Completing the painting of my farmhouse
Acquisition and painting of a Saxon force
Building and painting a storage barn
Building and painting a watchtower
Building and painting a church

Finding the time will be a challenge but I won’t be bored in this latest lockdown.

Farmhouse WIP

Tutoring 10
Skill 12
Idea 11
No Comments
Farmhouse WIP

This will be the farmhouse for my Romano-British farm.  I didn’t want to go for something as grand as a villa at this stage as it would probably dominate the tabletop and go beyond the small collection of buildings that the rules call for.  Moreover, I’ve read recently about the Orton Hall archaeological site near Peterborough which has revealed just this sort of arrangement for a Romano-British farm, namely a farmhouse surrounded by barns and storage buildings.  This is exactly the sort of look I want to achieve.  I therefore used the Vicus House by Warbases. A Vicus is the name for the settlements that sprang up in the vicinity of permanent legionary camps, so this isn’t a specifically agricultural building.  However, I think it will be ideal for a small scale farm similar to that at Orton Hall, where the owners ploughed the profits of their enterprise back into the business rather than spending it on flashy villas and mosaics.

In the three images above, you can see the application of roof tile strips.  These come from Warbases in laser cut A4 sheets.  You can get them in a variety of different tile patterns, but for this building you need the pantile pattern.

Starting at the bottom, you pull off a strip and then line it up with the pantile pattern etched into the roof.  You then glue it down with PVA.  The next strip will be offset against the previous one resulting in a half-tile overhang at one end.  This is intentional and the overhang can be sliced off with a scalpel once the process is complete.
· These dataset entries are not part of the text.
PR #43, opened 2018-03-23
Added audio shaping sliders

cale-bradbury:
show/hide the sliders by clicking the spectrum preview

normalize slider is useful when working with a low volume feed, stores the maximum value it has received for each bin and adjusts the output acordingly to fill the full 0-1 range

falloff slider creates a slow release after the level peaks above the current value, slider is the amount it reduces each frame (value of 1 reduces fully, effectively turning it off)

### DIFF
--- a/src/components/AudioAnalyzer/index.js
+++ b/src/components/AudioAnalyzer/index.js
@@ -27,16 +27,15 @@ class AudioAnalyzer extends React.Component {
   componentWillUnmount () {
     uiEventEmitter.removeListener('slow-tick', this.draw)
   }
-  
+
   handleMouseDown (e) {
-    this.isOpen = !this.isOpen;
+    this.isOpen = !this.isOpen
     this.forceUpdate()
   }
 
   draw () {
     inputs = this.context.store.getState().inputs
     bands = [inputs.audio_0.value, inputs.audio_1.value, inputs.audio_2.value, inputs.audio_3.value]
-    
     this.drawGraph(bands)
   }
 
@@ -51,7 +50,7 @@ class AudioAnalyzer extends React.Component {
       val = data[ i ]
       height = this.height * val
       offset = this.height - height - 1
-      hue = i / data.length * 360  
+      hue = i / data.length * 360
 
       this.ctx.fillStyle = 'hsla(' + hue + ', 100%, 50%, 1)'
       this.ctx.fillRect(i * this.barWidth, offset, this.barWidth, height)
@@ -63,13 +62,13 @@ class AudioAnalyzer extends React.Component {
   render () {
     return (
       <div>
-      <canvas ref={node => { this.canvas = node }} 
-      onMouseDown={this.props.onMouseDown || this.handleMouseDown}
+        <canvas ref={node => { this.canvas = node }}
+          onMouseDown={this.props.onMouseDown || this.handleMouseDown}
       />
-      {this.isOpen &&
-        <div style={{position:"fixed"}}> 
-          <Control nodeId="audioNormalizeLevels" />
-          <Control nodeId="audioLevelsFalloff" />
+        {this.isOpen &&
+        <div style={{ position:'fixed' }}>
+          <Control nodeId='audioNormalizeLevels' />
+          <Control nodeId='audioLevelsFalloff' />
         </div>
       }
       </div>
@@ -79,6 +78,9 @@ class AudioAnalyzer extends React.Component {
 
 AudioAnalyzer.contextTypes = {
   store: PropTypes.object.isRequired
+}
+AudioAnalyzer.propTypes = {
+  onMouseDown: PropTypes.func
 }
 
 export default AudioAnalyzer
--- a/src/components/AudioAnalyzer/index.js
+++ b/src/components/AudioAnalyzer/index.js
@@ -1,6 +1,7 @@
 import React from 'react'
 import PropTypes from 'prop-types'
 import uiEventEmitter from '../../utils/uiEventEmitter'
+import Control from '../../containers/Control'
 
 let height, val, offset, hue, i, inputs, bands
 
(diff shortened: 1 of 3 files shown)


funwithtriangles:
Awesome! I'll have a look through this tonight.

funwithtriangles:
I see some linting errors, do you have linting set up in your editor?

cale-bradbury:
haha, nope, I'll give that a try later tn :)

funwithtriangles:
Look for "eslint" plugins for whatever editor. It should detect the style rules and show you what has gone wrong. Many editors have an option to "fix on save" for convenience.  I got into the linting game late, absolutely love it now!

Also, this should fix a bunch of linting errors straight away: `yarn lint:fix`

cale-bradbury:
cool, seems all good now (at least in terms of formatting) thanks for the lint tips!

src/components/AudioAnalyzer/index.js
```diff
@@ -54,13 +61,26 @@ class AudioAnalyzer extends React.Component {
 
   render () {
     return (
-      <canvas ref={node => { this.canvas = node }} />
+      <div>
+        <canvas ref={node => { this.canvas = node }}
+          onMouseDown={this.props.onMouseDown || this.handleMouseDown}
+      />
+        {this.isOpen &&
+        <div style={{ position:'fixed' }}>
```
funwithtriangles: We're using [`styled-components`](https://github.com/styled-components/styled-components) throughout the app, instead of inline styles. To give you an idea, it would look like this:

```javascript
import styled from 'styled-components'
import theme from '../../utils/theme'
...
const SettingsBox = styled.div`
   background: ${theme.bgColorDark1}; // use the theme to get a bg color
   position: absolute; // absolute makes more sense than fixed
`
...
<SettingsBox>
   <Control nodeId='audioNormalizeLevels' />
   <Control nodeId='audioLevelsFalloff' />
</SettingsBox>
```

src/components/AudioAnalyzer/index.js
```diff
@@ -25,10 +28,14 @@ class AudioAnalyzer extends React.Component {
     uiEventEmitter.removeListener('slow-tick', this.draw)
   }
 
+  handleMouseDown (e) {
+    this.isOpen = !this.isOpen
```
funwithtriangles, line 39: While it definitely works having `this.isOpen`, all other parts of the app work by taking from the `ui` part of the state. By keeping all state at the top, it means that this little popup can be controlled by other parts of the app. For instance, we could fire an action when the body is clicked to hide it.

In order to do this, I would:

- Create a "container" for AudioAnalyser. This is a redux thing and is a "higher order component" that makes use of `mapStateToProps` and `mapDispatchToProps`. By doing this, you can pass `isOpen` and `onClick` to the component as props.
- To actually make changes to the state, have a look in `store/ui`. Currently there is an `isEditing` property. Up until now it has been used to determine whether popups for editing node titles are showing or hiding. However there's no reason not to use it for this. Something like:

```javascript
onClick: dispatch(uiEditingOpen('audioAnalysisPanel')
```

Then in your container you'd be able to do something like:

```javascript
isOpen: state.ui.isEditing && state.ui.isEditing.type === 'audioAnalysisPanel'
```

If you want to be super neat, write a selector so that it just looks like:
```javascript
isOpen: getUiIsEditingType(state) === 'audioAnalysisPanel'
```

funwithtriangles: You'd probably actually want to make a new action called `uiIsEditingToggle()` and add a new section to the reducer to handle it. Something like:

```javascript
case 'UI_EDITING_TOGGLE': {
      return {
        ...state,
        isEditing: state.isEditing 
          ? false 
          : {
            id: p.id,
            type: p.type
          }
      }
    }
```

src/inputs/AudioInput.js
```diff
@@ -1,13 +1,32 @@
...
+      type: 'param',
+      key: 'normalizeLevels',
+      value: input.normalizeLevels,
+      id: 'audioNormalizeLevels'
+    }))
+
+    store.dispatch(uNodeCreate('audioLevelsFalloff', {
+      title: 'Levels Falloff',
+      type: 'param',
+      key: 'levelsFalloff',
```
funwithtriangles: I'm not sure if there's any need for `key` here but there's no harm in it being here. The `key` is used for params.

funwithtriangles (commented):
I've pulled this down it works great! Awesome stuff, thanks. Below are some comments to explain what I'd have done differently. I'm happy to make the changes but I know you might like to have a go. :)

src/components/AudioAnalyzer/index.js
cale-bradbury: Got the other two comments taken care of, but would you be able to get this last one? Poked around a bit and it's an amount over my head at the moment. Don't know when I'll have the time to trial and error my way into creating a container. I'll definetly be reading your commit though to get a grasp on how it's done in the future.

funwithtriangles:
Cheers Cale! I've merged it into `feature/audio-shaping-sliders` so you can see the work I do on there before merging into `dev`. :)

funwithtriangles:
That's now already merged into `dev`! Take a look at the commits on that branch to see the extra things I did. 

Container/reducer/action:
https://github.com/nudibranchrecords/hedron/commit/92a93da3c7775e8cd9a9b9b6610d670739123a5d
https://github.com/nudibranchrecords/hedron/commit/050643cd42b94f00de2df34c0784b6fc5c76de72

Also worth noting that I've moved those initial dispatches of `uNodeCreate` into a new place. This is to get it inline with some upcoming changes involving scene switching,
https://github.com/nudibranchrecords/hedron/commit/24971fa1dd5b30f465d4c6ea600fe642def80ff1

Let me know if you have any questions!

cale-bradbury:
Thank you so much <3 I'll dive in to this when I'm able to hack some more in a week or two! Going to get in an audio data texture similar to shadertoys to pass into THREEjs/shaders next!

funwithtriangles:
Wow, sounds exciting! Looking forward to it.

funwithtriangles:
Perhaps worth creating an issue to explain and discuss the approach?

Make sure that this second strip is layered partially over the one below, just as tiles are in real life.  Repeat this process until the roof is covered.  This produces a textured surface on the roof that can be painted later and which hides the lug holes that you would have with the bare MDF roof.
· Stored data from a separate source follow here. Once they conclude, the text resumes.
Issue #13, opened 2018-02-22
Param improvements (types and groups)


funwithtriangles:
Currently, params are only ever a value between 0 and 1. It would be useful to be able to have some extra types such as boolean params, option params (selectable distinct values), 3 part vector params (colour picker, positions, etc).

To get here, it might be useful to first implement param groups, which would be a way to organise params into groups that can be opened and closed. This could help with 3 part vector params.

funwithtriangles:
Exponential / Logarithmic types for params would also be useful. Should be user defined but have a default option in the config.

funwithtriangles:
Strings and enums, 3D model upload, image upload.

PR #62, opened 2018-05-10
Added paramaters to config.js parameter

cale-bradbury:
added optional `min`/`max` values to a config.js param

made `title` optional, creates one based on the `key` if not found


cale-bradbury:
Seems to not like the min/max being undefined in a param. I'm guessing the way I checked to see if the value is null or not doesn't worked with the ci

funwithtriangles:
`title` being optional is good! I also think `defaultValue` should be optional too, as I think that causes errors if omitted (should just be set to 0 if no `defaultValue` is given). 

I'm curious as to know what your reasons for wanting a `min` and `max`. Currently, the way Hedron works is that the params that come into a sketch are _always_ a number between 0 and 1. I quite like the simplicity of this. The way I work is I put any min/max stuff or any conversions of the 0-1 inside the sketch, as often these values are quite specific to what's going on inside the sketch file (distances, scales, colours, etc) and so it feels like a good place to do it. However as always I'm totally open to hear your reasoning!

Also, it's worth noting that there are already "modifiers", that allow the user to set a lower and upper range for a param.

The tests failing are just because there are now extra things appearing for the param that it doesn't expect, I can fix that up.

cale-bradbury:
Maybe doing it in the sketch is good, probably much handier for folks who are reading a sketch over.

My thoughts were that the upper/lower ranges might want to get extended while your in the middle of a show or a situation where you don't want the app to reload. The ui could also reflect the proper range, which would make it easier to tell what the 'true' value of a number is. (not that I implemented either of these two yet)

I might be confusing the modifiers you are talking about with something else, but the modifiers currently only let you change the values to numbers between 0-1, you can't extend something past 1 right?

funwithtriangles:
So you'd have an extra min/max UI slider for each param? I do actually see the need for something like this. Sometimes you have a range you want to stick with but then extend later on in a show. To me this is more of a "range" thing than a "min/max" thing. And then by setting the range the UI would then say something like 7.1 instead of 0.71? 

You're right about modifiers, they keep everything inside a range of 0 and 1. In the past I've had the lower and upper range set at something like 0.3 and 0.6 and then extended them out to mimic what you're trying to do. But it was very confusing and I stopped working that way!

As a side note, I do intend to have new types of params at one point, where it will display -1 to 1, ON and OFF, colour info, etc (https://github.com/nudibranchrecords/hedron/issues/13). However, I still think behind the scenes these values could remain as 0-1. ;)

cale-bradbury:
Yeah, I think that a solution that would let you define the range would be good, and also take care of the -1 to 1 case, perhaps getting the default range from the config.js, but then letting that be edited/saved/reverted in the main program

cale-bradbury:
removing this pr to add a new one from a better branch ( https://github.com/netgrind/hedron/tree/feature/min-max )

currently fixing the ui that displays the min/max in its popup, ought to be ready soon

PR #63, opened 2018-05-16
Fix to support a true fullscreen on MS Windows

esnho:
As announced via mail this is a little fix to support a true fullscreen window in MS Window.
User can acces to the menu bar using Alt.
Fullscreen can be toggled using F11.


funwithtriangles:
Looks good! I'll just need to test if it breaks anything in OSX / Linux. Thanks so much for contributing! :)

funwithtriangles:
Quick check on full screen modes in Linux / OSX and it all seems okay. Thanks again for this! :)

PR #64, opened 2018-05-23
Fix/lfo timing

cale-bradbury:
Noticed that LFOs weren't in sync with the beat counter, my guess was that this had something to do with not maintaining a perfect frame rate, or perhaps the pi/24 number was not what was needed? Regardless it is now computed based on the current division of the beat.

Also fixed/simplified up the math for the waves so they all oscillate over the same amount of time, sine waves were not in line with the others before


funwithtriangles:
This is great, thanks! That whole area has been a bit of a mess for a while, thanks so much for cleaning it up. Just merged into a separate branch to fix a little code style thing before merging into `dev`.

PR #65, opened 2018-05-24
Snap the tempo to the closest beat when hitting tap tempo instead of resetting it

cale-bradbury:
makes things look better/less jarring when you have stuff on lfos :)


funwithtriangles:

The next three images show the application of further additional features to give body and texture to the MDF.

Coffee stirrers were cut to size with a sprue cutter and glued over the etched wooden beams with PVA. You need to take extra care where beams join at an angle to make sure they sit flat to one another.  I got a slight overhang with one join, so trimmed it with a modelling scalpel so it lay more or less flush.

The walls in between the beams were coated in PVA and then covered in fine sand.  The excess sand was poured away and once the glue was dried, the walls were given another coat of PVA to seal the sand in place.  This gives an impression of a finer plastering job than the polyfilla daub added to my earlier pig sty for example.
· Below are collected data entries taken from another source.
Issue #45, opened 2018-04-03
Move guides to codebase


funwithtriangles:
Move "user guide" and "creating sketches" from the Wiki and into something like `/docs`. Means this stuff can be properly synced with each release / feature.

funwithtriangles:
Docs for destructor here: https://github.com/netgrind/hedron/wiki/Creating-Sketches

funwithtriangles:
Docs now in codebase (https://github.com/nudibranchrecords/hedron/pull/82)

PR #69, opened 2018-07-09
optional destructor function in sketch gets called upon deletion, use…

cale-bradbury:
…ful if there is anything that needs to be cleaned up

I use this for post effects, and a video player (adds a hidden video element to the dom in order to get a THREE.VideoTexture)

### DIFF
--- a/example-projects/simple/sketches/solid/index.js
+++ b/example-projects/simple/sketches/solid/index.js
@@ -121,6 +121,13 @@ class Solid {
       }
     })
   }
+
+  /** HEDRON TIP **
+    Do things here for when the sketch is deleted
+  **/
+  destructor () {
+    console.log('Solid sketch deleted!')
+  }
 }
 
 /** HEDRON TIP **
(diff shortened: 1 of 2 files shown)


funwithtriangles:
This looks good, nice idea. This is also a good example of why the docs need to be part of the source code, so changes like this can also come with some docs changes.

I'm sure it all works fine but I'm yet to test it my end, will try and find the time to do this weekend. I might write a little test for it too. :)

cale-bradbury:
hmm, I couldn't really figure out how to do a pull request on the wiki :/
check my version here though, added a bit about how the scene gets passed into the constructor too!

edit: forgot link https://github.com/netgrind/hedron/wiki/Creating-Sketches

netgrind:
I seemed to have not added the link

funwithtriangles:
Merged, docs still need updating, captured in separate issue: https://github.com/nudibranchrecords/hedron/issues/45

The plaster walls sit on a stone foundation layer.  These stones are etched into the MDF, but I used small pieces of Green Stuff to make it more three-dimensional.  I pushed them into place with wet fingers .  In doing so it isn’t necessary to be completely precise in following the etched pattern, but it is useful to do so approximately as it will keep you right when placing the interlocking stones at the corners of the building.  You also need to make sure that the Green Studd for those corner stones is bent around the corner as that makes it look like it is a single stone viewed from two angles rather than a blob of flat epoxy pushed  onto an MDF board.  Every so often, once I had done a few stones, I would scratch in some sharp chiselled edges in order to avoid uniformity.  This will also be useful later in providing texture for drybrushing.

The front door was covered in strips of card to simulate planking.  I cut up a box that had been holding some herb tea, but any cardboard packaging will do.

Farmhouse WIP

Finally, the model was fixed to a 15cm x 15cm terrain base and the ground covered in Vallejo base texture.  I heaped up some of the base texture into six raised beds that will become a vegetable garden.  Admittedly, at this stage it looks like six freshly dug graves, but hopefully the addition of some cabbages will correct this unfortunate impression!